Questo non è un problema, il gcc sulle distro binarie è sempre compilato per la minima architettura supportata.

prendi i binari CentOS (ma vale per qualsiasi distro RH like): CHOST=i386-redhat-linux, march=i386, mcpu=i686 e funzionano su qualsiasi x86.

Il problema sta nel cambiare CHOST "live" sulla stessa macchina.
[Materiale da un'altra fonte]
PR #280, opened 2021-02-02
Origins

Shursan:
Added code attack on Gameliving for be able to attack another target that the main target if this one is out of range. 
Exemple with Pet: if the owner take aggro and become the main target, the mob will try to hit anyone in his aggrolist that is in attack range before he can reach the owner of the pet..

Added use item desactivation for 2 mn (i don't know what's the timer on live) on new equipped items.

### DIFF
--- a/DOLDatabase/Tables/Inventory.cs
+++ b/DOLDatabase/Tables/Inventory.cs
@@ -443,7 +443,14 @@ namespace DOL.Database
 
 		public virtual int Weight
 		{
-			get { return Template.Weight * m_count; }
+			get
+			{
+				if (Template.PackSize > 1)
+				{
+					return (int)((double)Template.Weight / (double)Template.PackSize * (double)m_count);
+				}
+				return Template.Weight * m_count;
+			}
 			set { Template.Weight = value; }
 		}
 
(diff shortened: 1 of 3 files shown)


NetDwarf:
Thanks a lot for your PR.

Entrambe le architetture funzionano correttamente, ma lo switch non si riduce alla mera modifica del make.conf

----------

## .:chrome:.

 *makoomba wrote:*   

> Questo non è un problema, il gcc sulle distro binarie è sempre compilato per la minima architettura supportata.
> 
> prendi i binari CentOS (ma vale per qualsiasi distro RH like): CHOST=i386-redhat-linux, march=i386, mcpu=i686 e funzionano su qualsiasi x86.

 

esempio secondo me sbagliato. c'è una certa divergenza strutturale tra Gentoo (di cui qui si parla) e RedHat

 *makoomba wrote:*   

> Il problema sta nel cambiare CHOST "live" sulla stessa macchina.
> 
> Entrambe le architetture funzionano correttamente, ma lo switch non si riduce alla mera modifica del make.conf

 

ma io non ho mai sostenuto questo. se guardi qualche post indietro puoi leggere quello che io avevo suggerito

----------

## makoomba

 *k.gothmog wrote:*   

> esempio secondo me sbagliato. c'è una certa divergenza strutturale tra Gentoo (di cui qui si parla) e RedHat

 

allora non ho capito cosa intendevi con "distro pacchettizzate"

----------

## .:chrome:.

 *makoomba wrote:*   

>  *k.gothmog wrote:*   esempio secondo me sbagliato. c'è una certa divergenza strutturale tra Gentoo (di cui qui si parla) e RedHat 
> 
> allora non ho capito cosa intendevi con "distro pacchettizzate"

 

invece hai capito... però io avevo fatto quel riferimento alludendo ad un aspetto diverso da quello che tu hai citato: CHOST è un discorso valido solo su Gentoo e derivate. tutto questo discorso non esiste sulle altre

----------

## Benve

Salve gente, premesso che secondo me si fa prima a reinstallare.

Ho una domanda:

Se uso un pacchetto compilato con i386 su un sistema con tutto compilato per i686 dovrebbe tutto funzionare no ?

----------

## Ic3M4n

si. dovrebbe funzionare. 

non funziona il contrario. su un 386 avere un modulo 686. sempre che lo trovi un 386 in giro... beh diciamo anche un 586 dai.

----------

## Peach

 *Benve wrote:*   

> Salve gente, premesso che secondo me si fa prima a reinstallare.
> 
> Ho una domanda:
> 
> Se uso un pacchetto compilato con i386 su un sistema con tutto compilato per i686 dovrebbe tutto funzionare no ?

 

il che significa che se la mia macchina è correntemente compilata i386, e ricompilo gcc (giusto per dire il primo pacchetto) con CHOST settata a i686, gcc dovrebbe continuare a funzionare permettendomi di ricompilare il resto del sistema, o rischio che molte altre cose si spacchino? i*86-pc-linux-gnu è una cosa sola ed esclusiva di gcc?

----------

## Benve

Come soluzione pratica io farei così:

1. spulcio il world e faccio pacchetti binari di tutto con quickpkg

2. bel backup sia del sistema intero sia dei binari appena creati

3. reinstallo da stage3 con i686, poi uso i binari creati per riavere in poco tempo il mio sistema. 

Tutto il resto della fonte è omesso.